REQUIRED ACTION: If a line of the data below contains the string "that", copy it into your answer.

THE DATA:
PR #1838, opened 2021-11-06
Updated L009 logic to only allow a single trailing newline.

jpy-git:
Currently the logic of L009 will only add a trailing newline if none already exist, however, it will not remove excess trailing newlines. This can lead to files passing linting with any number of trailing new lines.
I have updated the logic to also remove excess trailing newlines so that we only have a single trailing newline (similar to black).

New logic should not impact the current effect of L009 adding a missing trailing newline, but also removes excess trailing newlines.

### Pull Request checklist

  - Other.


tunetheweb (changes requested):
This looks pretty good, though still going through the Python code.

One request: Could we move the tests from `test/rules/std_L009_test.py` to `test/fixtures/rules/std_rule_cases/L009.yml`? I think we should only use the Python when we have to more complex cases than pass and fail, which is all we seem to be doing here.

jpy-git:
@tunetheweb Moved those unit tests over to yaml :)

tunetheweb:
> @tunetheweb Moved those unit tests over to yaml :)

So much easier to read!

src/sqlfluff/rules/L009.py
```diff
@@ -95,11 +100,39 @@ def _eval(self, context: RuleContext) -> Optional[LintResult]:
...
-        # no segment after it to match on. Otherwise we would never get a match!
-        return LintResult(
-            anchor=context.segment,
-            fixes=[
-                LintFix("edit", context.segment, [context.segment, NewlineSegment()])
-            ],
-        )
+        # Include current segment for complete stack.
+        complete_stack = list(context.raw_stack)
+        complete_stack.append(context.segment)
```
jpy-git, line 105: @tunetheweb mypy is throwing an error here as the first line implies `List[RawSegment]`
and then I append a `BaseSegment` in the following line. Given that `RawSegment` inherits `BaseSegment` and I'm only touching the inherited properties/methods I'll in-line annotate this `List[BaseSegment]`. Unless there's a raw_to_base (or vice versa) method I've missed.

tunetheweb: Paging @barrywhart and @alanmcruickshank who know much more about this than me!

src/sqlfluff/rules/L009.py
```diff
@@ -36,6 +37,14 @@ class Rule_L009(BaseRule):
         FROM foo
         ;$
 
+        -- Ending on more than a single newline.
```
barrywhart, line 40:
```suggestion
        -- Ending with multiple newlines.
```

test/fixtures/rules/std_rule_cases/L009.yml
```diff
@@ -0,0 +1,12 @@
+rule: L009
```
barrywhart, line 1: Wow, I'm surprised this rule didn't have any `.yml` tests before now!

src/sqlfluff/rules/L009.py
```diff
@@ -95,11 +101,39 @@ def _eval(self, context: RuleContext) -> Optional[LintResult]:
...
-        # We're going to make an edit because we're appending to the end and there's
-        # no segment after it to match on. Otherwise we would never get a match!
-        return LintResult(
-            anchor=context.segment,
-            fixes=[
-                LintFix("edit", context.segment, [context.segment, NewlineSegment()])
-            ],
-        )
+        # Include current segment for complete stack.
+        complete_stack: List[BaseSegment] = list(context.raw_stack)
```
barrywhart, line 105: This looks like a good fix for the earlier mypy issue. It's a bit confusing that `raw_stack` is a list of `RawSegment` rather than `BaseSegment`. That is, precisely speaking, the correct type, but it frequently requires some fussy type hints or casting because rule code frequently works with other segment types. I _almost_ wonder if we should change `context.raw_stack` to `List[BaseSegment]`. It's still correct, and would require fewer of these casts. (Out of scope for this PR, just thinking...)

barrywhart (approved):
Looks good. One suggestion for changing the wording in the examples, just a nitpick.

barrywhart:
Note there's a dbt test failing. Will need to fix that before merge.

src/sqlfluff/rules/L009.py
jpy-git: Agreed, plus at the moment `raw_stack` is returned as a `tuple` whereas a `list` might make more sense for a stack. We can stick with this for now though, given that the type mixing is scoped to this function and mypy would highlight if someone then tried to add a `RawSegment` only bit of code in the next couple lines.

jpy-git:
> Note there's a dbt test failing. Will need to fix that before merge.

@barrywhart I believe I've found the failing dbt test and fixed, but having issues installing and running the dbt tests locally due to https://github.com/dbt-labs/dbt-core/issues/4185 so will take a look at it tomorrow :)

test/fixtures/rules/std_rule_cases/L009.yml
jpy-git: Better late than never!

tunetheweb (approved):

tunetheweb:
> > Note there's a dbt test failing. Will need to fix that before merge.
> 
> @barrywhart I believe I've found the failing dbt test and fixed, but having issues installing and running the dbt tests locally due to [dbt-labs/dbt-core#4185](https://github.com/dbt-labs/dbt-core/issues/4185) so will take a look at it tomorrow :)

Looks like the fix worked! Merging this.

WRITTEN RESPONSE:
I have updated the logic to also remove excess trailing newlines so that we only have a single trailing newline (similar to black).
and then I append a `BaseSegment` in the following line. Given that `RawSegment` inherits `BaseSegment` and I'm only touching the inherited properties/methods I'll in-line annotate this `List[BaseSegment]`. Unless there's a raw_to_base (or vice versa) method I've missed.
barrywhart, line 105: This looks like a good fix for the earlier mypy issue. It's a bit confusing that `raw_stack` is a list of `RawSegment` rather than `BaseSegment`. That is, precisely speaking, the correct type, but it frequently requires some fussy type hints or casting because rule code frequently works with other segment types. I _almost_ wonder if we should change `context.raw_stack` to `List[BaseSegment]`. It's still correct, and would require fewer of these casts. (Out of scope for this PR, just thinking...)
Note there's a dbt test failing. Will need to fix that before merge.
jpy-git: Agreed, plus at the moment `raw_stack` is returned as a `tuple` whereas a `list` might make more sense for a stack. We can stick with this for now though, given that the type mixing is scoped to this function and mypy would highlight if someone then tried to add a `RawSegment` only bit of code in the next couple lines.
> Note there's a dbt test failing. Will need to fix that before merge.
> > Note there's a dbt test failing. Will need to fix that before merge.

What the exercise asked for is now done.